Whut’s yer relationship to the lawr, kid? the piano player asks him around the bobbing tobacco stick as he rolls off the piano lid and goes over to haul his golden pants up and strap the belt back on. The children’s song has been displaced by something more elegaic. A dirge maybe.

Aint got one. Yu the sheriff?

Nope. Jest a deppity. We’re a mite short on sheriffs. Yu lookin fer work?

I dont think so, he says, but he sees he doesn’t have much choice. There’s a badge already pinned on his fringed shirt: a bent-tipped star pierced by a bullet hole and black with blood.

Howdy, sheriff.

Yo, sheriff, how’s tricks?

The men in the street greet him affably and tip their hats as he and his deputy step out of the saloon onto the wooden sidewalk in the glazed light of midday. He touches the brim of his tengallon in reply, his other hand clutching his cocked rifle, unsure as yet of the men’s true intentions. They are dragging some portly redfaced man in a crumpled top hat and three-piece suit toward a gallows that is still being knocked together in the middle of the dusty street.

Whut’s happenin here? he wants to know, for he reckons it now to be his office to inquire into such civic doings.

Aw, it’s jest the damn banker, sheriff. Taint fair him havin alla money and us none, so we’re stringin him up. The little fat man’s pockets are stuffed to overflowing with stocks and bonds and paper money, and bills stick out under his hat brim and from the tops of his boots. Paper trails him, scattering in the desert wind, as far back as the doors of the bank.
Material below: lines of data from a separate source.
PR #2990, opened 2017-05-23
When the world stops

jasonLaster:
quick blog post on the debugger server

### DIFF
--- a/docs/updates/README.md
+++ b/docs/updates/README.md
@@ -88,6 +88,9 @@ Here are some highlights from the week:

But aint yu sposed t’try a feller afore yu hang him?

Naw, sheriff! Haw!

We aint got time fer thet kinder bullpoop.

Well I aint been in this job long, but thet dont seem right.

Out in these parts it does, sheriff. It’s how it’s done.

Yu aint fixin t’fuck with how things are, are yu, sheriff?

I aint fixin t’nuthin. Jest aimin t’do my job proper.

The mob stands there in his way as though challenging him to give them his approval or face big trouble, their faces obscured in-black shadows cast by their hat brims. He’s not fearful of them, he’s tempted even to have it out with the scum, but they may be right about the law, who’s he to say? he’s new to this line of work. Well awright, he says and clears his throat. Jest this one time, then.

He watches as, grinning their shadowy yellow grins under the fierce noonday sun, they tow the condemned banker through the dust toward the gallows. His scrawny deputy, hunched over beside him with a cigarillo between his liverlips, has remained silent through all this, and he feels uneasy, as if he might have said and done less or more than he should have. So whuddayu figger, deppity? The badge newly pinned to his buckskin shirt seems to lie right against his skin, the rimmed bullethole in it pressed round his left nipple like a hot cookie cutter. Like tying a string around a finger not to forget something and then setting it alight. Whut should we rightly be doin?

I dunno, says his deputy, pinching the cigarillo butt in his thin gnarled fingers. He hacks up a clot and arcs it a couple of yards into the water trough, then tucks the cigarillo back in his mouth. Spect we should mebbe oughter git over t’the bank.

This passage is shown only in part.